------ DATA EXCERPTS

PR #5184, opened 2022-06-01
s3 key_name encoding should be variable

pinzon:
This PR corrects the last problem commented in #5181 by @tsiq-rob.

### DIFF
--- a/moto/s3/models.py
+++ b/moto/s3/models.py
@@ -154,8 +154,8 @@ class FakeKey(BaseModel):
 
         self.s3_backend = s3_backend
 
-    def safe_name(self, encoding_type = None):
-        if encoding_type == 'url':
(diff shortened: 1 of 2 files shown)


bblommers (approved):

bblommers:
Does this release fix the problem for you, @tslq-rob?

tsiq-rob:
> Does this release fix the problem for you, @tslq-rob?

Thanks for the fix. I will investigate soon and let you know whether it resolves the issue we saw.

tsiq-rob:
Yes, the issue seems to be resolved. Thanks again!

bblommers:
Thanks for confirming @tsiq-rob, and thanks again for the fixing it @pinzon!

PR #5194, opened 2022-06-07
Stable cognito user pool

c0va23:
Hi!

We create a Cogito UserPool before running integration tests, and random IDs complicate the process of finding a pool.

I added an environment variable `MOTO_COGNITO_IDP_USER_POOL_ID_STRATEGY=HASH`, setting which makes the ID of Cognito Userpool reproducible. I think this change will be useful to other moto users as well.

------------

Show all lines in the records above that hold "models".

**RESPONSE**
--- a/moto/s3/models.py
+++ b/moto/s3/models.py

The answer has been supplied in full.